Supplied entries —
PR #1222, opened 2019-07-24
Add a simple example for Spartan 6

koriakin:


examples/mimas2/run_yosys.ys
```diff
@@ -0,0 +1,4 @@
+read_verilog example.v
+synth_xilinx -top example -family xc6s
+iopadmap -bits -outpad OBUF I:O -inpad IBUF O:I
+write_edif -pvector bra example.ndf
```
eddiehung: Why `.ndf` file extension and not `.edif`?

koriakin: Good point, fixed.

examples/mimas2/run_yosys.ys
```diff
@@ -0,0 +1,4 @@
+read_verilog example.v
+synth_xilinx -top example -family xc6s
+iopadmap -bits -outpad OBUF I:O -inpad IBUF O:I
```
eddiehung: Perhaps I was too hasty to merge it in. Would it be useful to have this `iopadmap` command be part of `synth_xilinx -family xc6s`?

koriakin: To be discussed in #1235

==

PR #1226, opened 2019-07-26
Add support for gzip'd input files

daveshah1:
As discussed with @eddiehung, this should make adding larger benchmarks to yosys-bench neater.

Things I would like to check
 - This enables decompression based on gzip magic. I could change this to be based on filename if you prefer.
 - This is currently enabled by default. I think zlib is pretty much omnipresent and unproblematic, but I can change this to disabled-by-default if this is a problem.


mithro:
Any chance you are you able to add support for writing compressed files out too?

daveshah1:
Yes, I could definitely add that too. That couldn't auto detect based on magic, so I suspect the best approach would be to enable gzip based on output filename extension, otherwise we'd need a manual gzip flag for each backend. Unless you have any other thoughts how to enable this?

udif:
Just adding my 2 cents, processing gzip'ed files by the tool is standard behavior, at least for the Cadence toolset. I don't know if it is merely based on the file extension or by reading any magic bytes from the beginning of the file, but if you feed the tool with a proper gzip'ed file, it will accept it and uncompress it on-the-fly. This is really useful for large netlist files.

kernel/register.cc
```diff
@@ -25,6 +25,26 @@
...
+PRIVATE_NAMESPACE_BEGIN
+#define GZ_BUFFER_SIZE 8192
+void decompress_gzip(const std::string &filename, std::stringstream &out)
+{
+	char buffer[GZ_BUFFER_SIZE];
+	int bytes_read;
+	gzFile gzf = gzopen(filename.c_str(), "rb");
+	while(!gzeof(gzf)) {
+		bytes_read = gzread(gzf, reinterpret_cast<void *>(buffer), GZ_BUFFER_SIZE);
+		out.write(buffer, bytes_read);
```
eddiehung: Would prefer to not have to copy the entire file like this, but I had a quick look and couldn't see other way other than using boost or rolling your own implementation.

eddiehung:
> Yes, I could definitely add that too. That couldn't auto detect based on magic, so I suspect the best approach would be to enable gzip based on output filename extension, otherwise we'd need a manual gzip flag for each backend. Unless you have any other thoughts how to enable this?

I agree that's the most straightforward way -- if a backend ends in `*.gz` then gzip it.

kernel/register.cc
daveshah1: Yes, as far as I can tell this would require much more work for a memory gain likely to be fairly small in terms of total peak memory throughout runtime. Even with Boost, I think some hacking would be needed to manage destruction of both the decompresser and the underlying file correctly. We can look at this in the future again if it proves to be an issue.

Problem description — Whenever a line in the data holds "eddiehung", copy that line.

Output for this exercise —
eddiehung: Why `.ndf` file extension and not `.edif`?
eddiehung: Perhaps I was too hasty to merge it in. Would it be useful to have this `iopadmap` command be part of `synth_xilinx -family xc6s`?
As discussed with @eddiehung, this should make adding larger benchmarks to yosys-bench neater.
eddiehung: Would prefer to not have to copy the entire file like this, but I had a quick look and couldn't see other way other than using boost or rolling your own implementation.
eddiehung:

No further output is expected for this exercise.